• Task requirements: In the entries below, find each line with the word "guest" and pull it out.

==========

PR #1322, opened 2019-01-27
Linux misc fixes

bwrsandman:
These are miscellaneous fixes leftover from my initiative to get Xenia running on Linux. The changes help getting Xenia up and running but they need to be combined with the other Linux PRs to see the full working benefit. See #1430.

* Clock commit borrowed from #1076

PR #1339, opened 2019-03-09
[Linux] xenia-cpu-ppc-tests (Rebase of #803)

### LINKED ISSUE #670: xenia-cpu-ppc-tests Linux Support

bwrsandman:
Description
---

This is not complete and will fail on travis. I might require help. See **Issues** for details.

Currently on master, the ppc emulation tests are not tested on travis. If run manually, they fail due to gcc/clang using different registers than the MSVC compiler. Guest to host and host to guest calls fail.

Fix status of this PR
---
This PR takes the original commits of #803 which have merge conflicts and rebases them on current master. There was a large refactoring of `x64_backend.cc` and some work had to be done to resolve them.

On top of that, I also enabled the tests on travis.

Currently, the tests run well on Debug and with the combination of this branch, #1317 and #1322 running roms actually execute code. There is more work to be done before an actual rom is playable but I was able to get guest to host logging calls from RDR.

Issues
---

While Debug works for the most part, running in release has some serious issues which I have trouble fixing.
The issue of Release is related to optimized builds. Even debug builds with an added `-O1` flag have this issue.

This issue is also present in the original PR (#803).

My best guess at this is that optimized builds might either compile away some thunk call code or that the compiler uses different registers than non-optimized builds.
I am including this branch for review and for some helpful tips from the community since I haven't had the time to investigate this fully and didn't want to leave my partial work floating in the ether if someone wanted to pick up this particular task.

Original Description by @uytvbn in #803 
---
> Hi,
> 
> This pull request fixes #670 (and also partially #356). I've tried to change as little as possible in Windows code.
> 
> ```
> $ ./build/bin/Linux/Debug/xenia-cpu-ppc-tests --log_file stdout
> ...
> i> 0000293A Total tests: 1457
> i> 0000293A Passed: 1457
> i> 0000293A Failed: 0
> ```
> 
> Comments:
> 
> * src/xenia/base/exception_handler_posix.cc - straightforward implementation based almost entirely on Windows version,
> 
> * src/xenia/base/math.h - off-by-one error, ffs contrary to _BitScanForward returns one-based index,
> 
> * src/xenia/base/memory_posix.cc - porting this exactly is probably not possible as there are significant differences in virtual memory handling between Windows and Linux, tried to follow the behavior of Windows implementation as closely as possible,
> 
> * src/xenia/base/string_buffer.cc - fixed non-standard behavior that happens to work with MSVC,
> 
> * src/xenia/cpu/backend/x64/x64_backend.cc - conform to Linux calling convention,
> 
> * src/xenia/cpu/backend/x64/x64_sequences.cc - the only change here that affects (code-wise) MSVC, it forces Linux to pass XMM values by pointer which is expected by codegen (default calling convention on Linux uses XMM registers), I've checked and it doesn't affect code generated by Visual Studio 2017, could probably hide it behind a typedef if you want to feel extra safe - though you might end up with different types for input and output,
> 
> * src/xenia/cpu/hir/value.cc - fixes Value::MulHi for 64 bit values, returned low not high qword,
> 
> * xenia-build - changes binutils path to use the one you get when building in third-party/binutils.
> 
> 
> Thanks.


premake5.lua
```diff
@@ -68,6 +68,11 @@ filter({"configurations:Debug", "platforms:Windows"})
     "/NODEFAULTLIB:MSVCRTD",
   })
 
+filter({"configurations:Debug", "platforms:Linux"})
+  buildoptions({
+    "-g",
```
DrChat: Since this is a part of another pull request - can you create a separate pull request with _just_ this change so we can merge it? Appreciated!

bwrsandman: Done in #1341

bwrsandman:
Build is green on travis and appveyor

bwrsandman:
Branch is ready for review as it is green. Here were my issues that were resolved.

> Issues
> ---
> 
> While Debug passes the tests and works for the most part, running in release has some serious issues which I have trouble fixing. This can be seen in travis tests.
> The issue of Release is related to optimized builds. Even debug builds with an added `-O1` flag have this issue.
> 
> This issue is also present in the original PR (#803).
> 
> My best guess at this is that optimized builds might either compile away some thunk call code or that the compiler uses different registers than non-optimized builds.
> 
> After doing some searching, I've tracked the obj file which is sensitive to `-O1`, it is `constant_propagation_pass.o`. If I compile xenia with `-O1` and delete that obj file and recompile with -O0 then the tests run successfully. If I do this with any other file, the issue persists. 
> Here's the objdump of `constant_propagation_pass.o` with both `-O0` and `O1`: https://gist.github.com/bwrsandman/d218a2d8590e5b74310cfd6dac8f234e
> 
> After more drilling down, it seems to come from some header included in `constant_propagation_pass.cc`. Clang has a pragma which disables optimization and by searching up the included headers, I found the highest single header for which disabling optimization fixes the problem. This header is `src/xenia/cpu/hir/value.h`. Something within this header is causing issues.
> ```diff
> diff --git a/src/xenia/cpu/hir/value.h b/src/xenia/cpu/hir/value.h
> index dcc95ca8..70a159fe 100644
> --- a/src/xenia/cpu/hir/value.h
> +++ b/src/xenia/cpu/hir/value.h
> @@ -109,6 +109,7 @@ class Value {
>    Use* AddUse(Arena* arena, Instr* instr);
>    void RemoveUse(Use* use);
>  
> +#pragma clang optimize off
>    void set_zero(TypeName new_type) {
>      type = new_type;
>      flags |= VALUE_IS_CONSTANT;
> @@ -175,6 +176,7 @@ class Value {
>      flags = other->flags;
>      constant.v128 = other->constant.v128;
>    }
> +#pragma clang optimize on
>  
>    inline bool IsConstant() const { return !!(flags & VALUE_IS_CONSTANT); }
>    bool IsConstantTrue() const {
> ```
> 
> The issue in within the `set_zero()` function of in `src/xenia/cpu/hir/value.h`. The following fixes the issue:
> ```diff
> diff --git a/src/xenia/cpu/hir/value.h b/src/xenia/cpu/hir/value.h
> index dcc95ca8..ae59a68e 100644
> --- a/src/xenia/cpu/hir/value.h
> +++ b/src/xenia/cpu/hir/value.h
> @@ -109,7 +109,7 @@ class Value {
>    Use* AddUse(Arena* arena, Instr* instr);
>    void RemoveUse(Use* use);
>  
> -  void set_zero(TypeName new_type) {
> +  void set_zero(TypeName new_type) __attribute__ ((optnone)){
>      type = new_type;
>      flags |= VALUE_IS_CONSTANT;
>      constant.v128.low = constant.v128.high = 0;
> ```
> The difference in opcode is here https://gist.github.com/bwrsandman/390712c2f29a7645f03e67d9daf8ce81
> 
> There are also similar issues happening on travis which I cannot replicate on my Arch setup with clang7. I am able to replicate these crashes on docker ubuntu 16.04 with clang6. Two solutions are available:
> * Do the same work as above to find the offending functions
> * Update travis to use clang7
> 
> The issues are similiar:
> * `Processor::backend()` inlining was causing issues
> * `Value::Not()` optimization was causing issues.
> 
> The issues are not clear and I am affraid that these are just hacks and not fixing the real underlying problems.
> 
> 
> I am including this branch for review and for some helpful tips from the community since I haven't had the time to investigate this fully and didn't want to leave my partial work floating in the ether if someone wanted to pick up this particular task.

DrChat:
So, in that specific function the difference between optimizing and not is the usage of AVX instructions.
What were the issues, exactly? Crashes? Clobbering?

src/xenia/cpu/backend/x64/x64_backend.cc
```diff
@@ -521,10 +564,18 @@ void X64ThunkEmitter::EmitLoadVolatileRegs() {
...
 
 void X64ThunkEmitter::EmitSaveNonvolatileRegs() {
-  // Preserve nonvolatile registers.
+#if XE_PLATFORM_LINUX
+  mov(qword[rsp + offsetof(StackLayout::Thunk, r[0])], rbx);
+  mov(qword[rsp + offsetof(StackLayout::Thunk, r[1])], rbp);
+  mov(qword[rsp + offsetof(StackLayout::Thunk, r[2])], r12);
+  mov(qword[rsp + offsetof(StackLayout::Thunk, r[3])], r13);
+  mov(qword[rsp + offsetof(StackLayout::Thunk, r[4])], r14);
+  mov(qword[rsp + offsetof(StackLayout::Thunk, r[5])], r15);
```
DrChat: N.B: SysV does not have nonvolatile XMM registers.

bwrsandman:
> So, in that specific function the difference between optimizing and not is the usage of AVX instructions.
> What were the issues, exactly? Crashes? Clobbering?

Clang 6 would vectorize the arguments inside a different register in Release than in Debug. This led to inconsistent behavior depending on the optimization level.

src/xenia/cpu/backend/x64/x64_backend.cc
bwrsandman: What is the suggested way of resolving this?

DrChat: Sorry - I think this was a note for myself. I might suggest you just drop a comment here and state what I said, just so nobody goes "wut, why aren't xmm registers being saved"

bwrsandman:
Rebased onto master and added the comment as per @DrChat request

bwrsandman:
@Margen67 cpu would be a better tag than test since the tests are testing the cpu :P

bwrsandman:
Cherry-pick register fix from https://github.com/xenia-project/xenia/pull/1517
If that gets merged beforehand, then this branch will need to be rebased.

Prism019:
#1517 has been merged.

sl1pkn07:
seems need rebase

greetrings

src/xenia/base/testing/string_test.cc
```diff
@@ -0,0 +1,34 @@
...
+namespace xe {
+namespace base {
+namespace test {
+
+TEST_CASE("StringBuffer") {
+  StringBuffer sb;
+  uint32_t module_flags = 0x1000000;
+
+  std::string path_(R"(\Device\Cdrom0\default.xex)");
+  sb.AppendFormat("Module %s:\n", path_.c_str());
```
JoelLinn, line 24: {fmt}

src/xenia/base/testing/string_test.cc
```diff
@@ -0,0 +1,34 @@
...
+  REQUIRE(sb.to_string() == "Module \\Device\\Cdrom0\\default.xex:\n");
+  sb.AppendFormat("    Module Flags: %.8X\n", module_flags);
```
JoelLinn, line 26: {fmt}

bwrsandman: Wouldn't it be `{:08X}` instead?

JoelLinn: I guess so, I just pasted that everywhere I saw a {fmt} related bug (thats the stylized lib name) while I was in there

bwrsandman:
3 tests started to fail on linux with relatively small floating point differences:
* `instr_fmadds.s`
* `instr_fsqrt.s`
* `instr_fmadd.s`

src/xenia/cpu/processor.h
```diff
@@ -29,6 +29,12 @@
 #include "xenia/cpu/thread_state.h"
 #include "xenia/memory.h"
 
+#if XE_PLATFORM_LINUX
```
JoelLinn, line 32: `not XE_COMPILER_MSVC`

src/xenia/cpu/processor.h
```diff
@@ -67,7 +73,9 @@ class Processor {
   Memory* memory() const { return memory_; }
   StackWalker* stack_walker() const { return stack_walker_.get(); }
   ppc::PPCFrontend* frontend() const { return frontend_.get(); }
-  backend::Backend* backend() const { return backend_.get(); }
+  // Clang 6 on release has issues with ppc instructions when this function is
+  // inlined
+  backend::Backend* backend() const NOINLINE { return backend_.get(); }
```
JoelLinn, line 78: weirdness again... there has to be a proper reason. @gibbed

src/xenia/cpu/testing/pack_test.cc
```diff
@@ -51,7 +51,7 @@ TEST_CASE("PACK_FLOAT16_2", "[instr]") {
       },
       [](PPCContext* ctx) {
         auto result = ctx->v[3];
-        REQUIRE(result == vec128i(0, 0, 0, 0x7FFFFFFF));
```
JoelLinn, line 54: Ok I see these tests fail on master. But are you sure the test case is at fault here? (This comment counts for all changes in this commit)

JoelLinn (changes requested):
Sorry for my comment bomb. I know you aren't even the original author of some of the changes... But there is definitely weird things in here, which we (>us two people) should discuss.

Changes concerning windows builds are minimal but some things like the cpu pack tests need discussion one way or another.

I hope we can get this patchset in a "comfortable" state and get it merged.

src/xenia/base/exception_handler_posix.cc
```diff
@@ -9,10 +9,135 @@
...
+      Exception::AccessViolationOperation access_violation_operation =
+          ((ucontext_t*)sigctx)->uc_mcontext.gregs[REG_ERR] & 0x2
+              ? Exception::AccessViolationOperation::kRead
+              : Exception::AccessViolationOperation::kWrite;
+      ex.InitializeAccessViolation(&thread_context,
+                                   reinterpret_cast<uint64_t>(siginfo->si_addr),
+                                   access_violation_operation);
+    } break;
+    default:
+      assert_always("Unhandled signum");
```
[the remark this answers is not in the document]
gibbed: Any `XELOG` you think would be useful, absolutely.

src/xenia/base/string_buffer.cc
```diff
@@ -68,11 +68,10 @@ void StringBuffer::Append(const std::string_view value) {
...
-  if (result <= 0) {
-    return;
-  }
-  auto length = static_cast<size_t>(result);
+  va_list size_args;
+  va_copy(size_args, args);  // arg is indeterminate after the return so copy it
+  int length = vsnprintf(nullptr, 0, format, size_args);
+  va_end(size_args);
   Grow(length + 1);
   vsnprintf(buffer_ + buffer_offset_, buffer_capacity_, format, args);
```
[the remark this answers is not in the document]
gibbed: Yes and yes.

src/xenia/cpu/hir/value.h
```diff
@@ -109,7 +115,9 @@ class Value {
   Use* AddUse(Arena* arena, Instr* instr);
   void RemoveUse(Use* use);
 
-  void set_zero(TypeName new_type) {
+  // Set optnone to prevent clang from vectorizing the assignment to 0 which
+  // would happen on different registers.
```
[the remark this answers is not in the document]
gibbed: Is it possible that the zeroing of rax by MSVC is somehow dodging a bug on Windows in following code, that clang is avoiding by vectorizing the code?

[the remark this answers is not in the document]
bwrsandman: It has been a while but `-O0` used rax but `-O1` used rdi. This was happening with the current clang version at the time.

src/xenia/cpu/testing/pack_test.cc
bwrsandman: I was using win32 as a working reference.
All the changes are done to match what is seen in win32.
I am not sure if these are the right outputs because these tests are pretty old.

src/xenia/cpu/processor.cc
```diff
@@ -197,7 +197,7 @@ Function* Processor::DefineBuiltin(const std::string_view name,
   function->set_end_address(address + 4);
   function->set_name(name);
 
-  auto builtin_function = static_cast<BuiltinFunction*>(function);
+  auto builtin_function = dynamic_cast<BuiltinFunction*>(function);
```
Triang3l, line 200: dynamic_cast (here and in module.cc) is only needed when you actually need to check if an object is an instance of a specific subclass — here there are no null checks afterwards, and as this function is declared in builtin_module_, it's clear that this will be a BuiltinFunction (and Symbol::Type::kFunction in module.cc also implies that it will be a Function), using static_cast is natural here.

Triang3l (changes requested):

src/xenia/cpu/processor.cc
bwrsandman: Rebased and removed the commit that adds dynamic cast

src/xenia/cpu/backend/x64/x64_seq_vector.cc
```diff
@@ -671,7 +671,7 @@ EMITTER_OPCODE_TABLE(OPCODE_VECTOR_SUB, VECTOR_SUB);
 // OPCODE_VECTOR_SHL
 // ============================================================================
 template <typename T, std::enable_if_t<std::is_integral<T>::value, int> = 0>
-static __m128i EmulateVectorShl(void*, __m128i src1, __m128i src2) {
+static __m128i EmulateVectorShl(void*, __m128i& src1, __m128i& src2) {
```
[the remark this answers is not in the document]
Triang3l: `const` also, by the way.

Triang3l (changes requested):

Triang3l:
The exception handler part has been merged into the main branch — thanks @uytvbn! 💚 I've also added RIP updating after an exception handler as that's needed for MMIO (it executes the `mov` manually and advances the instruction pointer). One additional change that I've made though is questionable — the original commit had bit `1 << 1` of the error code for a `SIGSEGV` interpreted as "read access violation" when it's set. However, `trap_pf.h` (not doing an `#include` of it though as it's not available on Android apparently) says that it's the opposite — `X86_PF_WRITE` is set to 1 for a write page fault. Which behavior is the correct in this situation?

==========

• Answer below:
Currently on master, the ppc emulation tests are not tested on travis. If run manually, they fail due to gcc/clang using different registers than the MSVC compiler. Guest to host and host to guest calls fail.
Currently, the tests run well on Debug and with the combination of this branch, #1317 and #1322 running roms actually execute code. There is more work to be done before an actual rom is playable but I was able to get guest to host logging calls from RDR.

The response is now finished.